Кстати, что с ним могло приключиться? Он ведь такой здоровый бугай. Бывший военный…
— Что с ним? — спросил я Лариску.
— Не знаю! — закричала она. — И никто не знает. Лежит уже две недели, а врачи, блин… даже диагноз поставить не могут. Езжай, короче, и смотри сам. Он просил тебя! — И она бросила трубку.
Ничего себе, дела!
Ненавижу больницы.
* * *
Увидав Макса, я понял, чего так напугалась Лариска. И еще я понял: даже если врачи и обнаружат причину и начнут усиленно лечить заразу, если вообще существует от нее избавление, — все это будет уже напрасно.

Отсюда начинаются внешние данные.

PR #4074, opened 2026-06-03
Hide trusted login option when persistent storage is unavailable

### LINKED ISSUE #2405: Private tab - detect missing storage and disable/hide "trusted device" toggle
...else you are allowed to login and then it fails to do anything: `ERROR: No available storage method found.`

alan747271363-art:
﻿## Summary
- Add a persistent storage availability check before showing the trusted-device login checkbox.
- Preserve the existing `allow_user_trust_override: 'off'` behavior so the checkbox can still be shown unchecked by default.
- Add login form coverage and document the private browsing behavior.

Fixes #2405.

## Validation
- `npm ci`
- `$env:DROP_DEBUGGER='false'; npx.cmd rspack build --config rspack/rspack.headless.js --mode=development; npx.cmd rspack build --config rspack/rspack.build.js --mode=development; npm.cmd run build:converse-min-css`
- `npx.cmd eslint src/headless/utils/storage.js src/plugins/controlbox/templates/loginform.js src/plugins/controlbox/tests/login.js`
- `npm.cmd run types:check`
- `npx.cmd karma start karma.login.conf.js --single-run` (temporary local config containing only `src/plugins/controlbox/tests/login.js`; removed before commit)

Note: `npm.cmd test -- --single-run` hit an existing unrelated timeout in `src/plugins/chatview/tests/message-images.js` before reaching the login form tests.

### DIFF
--- a/src/headless/utils/storage.js
+++ b/src/headless/utils/storage.js
@@ -30,7 +30,11 @@ function storeUsesIndexedDB(type) {
 export function isPersistentStorageAvailable() {
     const store = settings.get('persistent_store');
     if (store === 'sessionStorage') {
-        return typeof window.sessionStorage !== 'undefined';
+        try {
+            return typeof globalThis.sessionStorage !== 'undefined';
+        } catch {
+            return false;
+        }
     } else if (store === 'BrowserExtLocal' || store === 'BrowserExtSync') {
         return true;
     }
--- a/src/headless/utils/storage.js
+++ b/src/headless/utils/storage.js
@@ -25,6 +25,26 @@ function storeUsesIndexedDB(type) {
 }
 
 /**
+ * @returns {boolean}
+ */
+export function isPersistentStorageAvailable() {
+    const store = settings.get('persistent_store');
+    if (store === 'sessionStorage') {
+        return typeof window.sessionStorage !== 'undefined';
+    } else if (store === 'BrowserExtLocal' || store === 'BrowserExtSync') {
+        return true;
+    }
+
+    const driver =
+        store === 'localStorage'
+            ? BrowserStorage.localForage.LOCALSTORAGE
+            : store === 'IndexedDB'
+              ? BrowserStorage.localForage.INDEXEDDB
+              : undefined;
+    return driver ? BrowserStorage.localForage.supports(driver) : true;
+}
+
+/**
  * @param {string} id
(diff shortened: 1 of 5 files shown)


src/plugins/controlbox/templates/loginform.js
```diff
@@ -1,12 +1,13 @@
...
-import { _converse, api, constants } from '@converse/headless';
+import { _converse, api, constants, converse } from '@converse/headless';
 import tplSpinner from 'templates/spinner.js';
 import { CONNECTION_STATUS_CSS_CLASS } from '../constants.js';
 import { __ } from 'i18n';
 import 'shared/components/brand-heading.js';
 import 'shared/components/footer.js';
 
 const { ANONYMOUS, EXTERNAL, LOGIN, PREBIND, CONNECTION_STATUS } = constants;
+const { u } = converse.env;
```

Макс умирал. Это видно было по глазам. Глаза у него были какие-то… чужие, отстраненные. Глаза мертвеца, пялящиеся из могилы на мир людей, как на что-то бесконечно далекое и давно забытое.

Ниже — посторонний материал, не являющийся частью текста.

PR #4075, opened 2026-06-04
fix: strip trailing slash from assets_path to prevent double-slash URLs

### LINKED ISSUE #4041: `assets_path` ending with `/` causes double-slash asset URLs and emoji.json fetch failure
I found the following while upgrading to 13.0.0 (but it likely affects other versions, too - I did not check).

Converse generates asset URLs with a double slash when `assets_path` ends with `/`.

For example, with the following configuration:

```javascript
assets_path: "/inverse/dist/"
```

Converse requests:
```
https://xmpp.igniterealtime.org:7483/inverse/dist//emoji.json
```

On my webserver, this results in:
```
HTTP 400: Ambiguous URI empty segment
```

The browser console shows:
```
GET https://xmpp.igniterealtime.org:7483/inverse/dist//emoji.json
[HTTP/1.1 400 Bad Request]

Failed to load emoji.json: Error: Failed to fetch emoji.json
```

Replacing the double slash with a single slash makes the request succeed.

The documentation currently shows `/dist/` as the default value for `assets_path`, which also ends with a trailing slash.

Converse should normalize asset URLs to avoid generating `//` in paths when `assets_path` ends with `/`.

khushigoel0101:
Fixes #4041

## Problem
When `assets_path` ends with `/` (e.g. `/dist/`), Converse generates 
double-slash URLs like `/dist//emoji.json` causing HTTP 400 errors.

## Fix
Strip trailing slash from `assets_path` before building asset URLs in:
- src/headless/plugins/emoji/api.js
- src/plugins/notifications/index.js
- src/shared/chat/utils.js

## Checklist
- [x] Added changelog entry in CHANGES.md
- [x] Added a test in src/plugins/chatview/tests/emojis.js

### DIFF
--- a/CHANGES.md
+++ b/CHANGES.md
@@ -2,6 +2,8 @@
 
 ## 14.0.0 (Unreleased)
 
+- Fix: Strip trailing slash from `assets_path` to prevent double-slash asset URLs (fixes #4041)
+
 ### Backwards incompatible changes
 
 - `api.modal.show` no longer takes a modal instance as first parameter
--- a/src/headless/plugins/emoji/api.js
+++ b/src/headless/plugins/emoji/api.js
@@ -17,7 +17,7 @@ const emojis = {
 
             let json;
             try {
-                const path = api.settings.get('assets_path');
+                const path = api.settings.get('assets_path').replace(/\/$/, '');
                 const response = await fetch(`${path}/emoji.json`);
                 if (!response.ok) throw new Error('Failed to fetch emoji.json');
                 json = await response.json();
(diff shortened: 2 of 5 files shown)


jcbrand:
Hi @khushigoel0101, thank you for making a PR!

A better approach is to normalize the path when the setting is written, instead of doing it in multiple places when the setting is read.

Done here: https://github.com/conversejs/converse.js/commit/22f5f01368947aa2a97b3539455fc46de28d77a9

jcbrand:
Longer term we should be using a library like Zod or Valibot for the settings, but that's a bigger task.

khushigoel0101:
Thank you for the feedback. I understand now that normalizing at the point where the setting is written is much better than fixing it in multiple places. I learned a lot from this process. Looking forward to contributing more! :)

— Удивлен? — спросил умирающий. Голос Макса, напротив, совершенно не изменился. Только он странным образом не соответствовал внешности: казалось, Макс натянул на себя чью-то оболочку и говорил откуда-то со стороны, как актер-чревовещатель разговаривает на сцене, оживляя куклу.
Я не нашелся, что сказать, и только молча таращился на высохшее костлявое тело Макса, покрытое струпьями и язвами.
— Думаешь, я нариком заделался? — усмехнулся этот странный полутруп. — Нет, братишка. Со мной все в порядке. Ты ж знаешь: допинги — не мое. Всегда презирал допинги. Как говорится, кто не курит и не пьет — тот здоровеньким помрет. Вот я теперь помираю… И никто из этих, — он мотнул головой, указывая на пробегающих мимо по коридору каких-то бесцветных личностей в мятых и замусоленных белых халатах, — не знает почему.
Он помолчал. Подмигнул и, наклонившись ко мне, прошептал:
— А я знаю. Это расплата. Слушай, я должен кому-то все рассказать. Сам не знаю — зачем. Но чувствую, что должен. Может, тогда… станет легче. Хоть немного.
Я посмотрел в его мертвые глаза с расширенными до предела зрачками так, что цвет радужки было не разобрать, и мне сделалось не по себе. Не может быть, чтоб он надеялся выжить оттого, что поведает мне какую-то свою историю. Но если нет — тогда зачем?
Какой-то холодок скользнул по моим лопаткам.
Но это ведь был Макс, мой двоюродный брат, с которым мы вместе строили шалаш в дедовой деревне, воровали яблоки у соседки, убегали от ее полоумного сынка, вооруженного самопальным пневматическим ружьем и как-то на Новый год спасали из горящего сарая ощенившуюся суку…
Я сел рядом с Максом на его больничную койку, застланную серым бельем и шерстяным одеялом с чернильными штампами, и приготовился внимательно слушать.